Quality control and data analysis To estimate the recoveries of CBs residues in soil and trapped CBs by hexane, a recovery study was carried out by spiking a mixture of CBs (each 20 ng) to 10 g of soil AS or 15 mL of hexane in the trap. The extraction and purificiation of the samples were performed using the same procedure mentioned above and recoveries were 60.76%–91.56% in soil extraction and 72.63%–99.94% in trapping. The degradation of 1,2,4-TCB in the soil was evaluated by fitting the data with modified first-order kinetics equation: Ct = C0 [λ + (1 − λ)e−kt ] where C0 and Ct are the concentrations of 1,2,4-TCB in soil at start time (0) and time t, respectively; λ is the coefficient of non-available fraction of 1,2,4-TCB in soil; and k is the first-order rate constant for degradation.
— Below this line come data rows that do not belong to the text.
PR #2285, opened 2019-12-09
Export Statistics - getRatingAction

pascalguhl:
Because of this ticket: 
https://issues.shopware.com/issues/SW-23749
Not possible to export more than 25 items at Conversion overview

set the limit to 25 if the list is exported to a csv

1. Click Marketing
2. Click Analysis
3. Click Analysis
4. Click Conversion overview
5. Click Export - Try to export all items of the list
6. Open the exported csv -> only 25 items

https://issues.shopware.com/issues/SW-23749

### 6. Checklist


engine/Shopware/Controllers/Backend/Analytics.php
```diff
@@ -276,11 +276,17 @@ public function getRatingAction()
             }
         }
 
+        // Sets the correct limit
+        $limit = 25;
```
jkrzefski, line 280:
```suggestion
        $limit = (int) $this->Request()->getParam('limit', 25);
```

You should use the request parameter as initial value. Otherwise the user cannot select a larger page size.

jkrzefski (changes requested):

engine/Shopware/Controllers/Backend/Analytics.php
shyim: $this->Request()->query->getInt('limit', 25);

jkrzefski:
For the sake of completeness, I would like to add: Please squash your commits before you tick the checkbox `I have squashed any insignificant commits`. 😉

PR #2286, opened 2019-12-09
Add database session config field in configuration

JoshuaBehrens:
In case you need to change e.g. `wait_timeout` for shopware but your hosting environment does not offer the choice of editing the my.cnf. Just add a `'db' => [ 'session' => [ 'wait_timeout' => 1 << 16 ] ]` to wait for a decent amount of seconds before your database or hosting partner is about to die.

All statistical data analysis was done with Statistical Product and Service Solutions (SPSS 13.0) and the significance level was P < 0.05. RESULTS Residues of 1,2,4-TCB in soils The initial concentration of 1,2,4-TCB in treatment ICS3 was nearly double that of the other three

Fig. 1 (a) Degradation kinetics (dots: measured data; curves: modified first-order kinetics model fitted) and (b) percentage residues of 1,2,4-trichlorobenzene (1,2,4-TCB) in non-inoculated agricultural soil (NIS) and agricultural soils inoculated with contaminated soils CS1 (ICS1), CS2 (ICS2) or CS3 (ICS3). Error bars represent the standard deviations of the means (n = 3).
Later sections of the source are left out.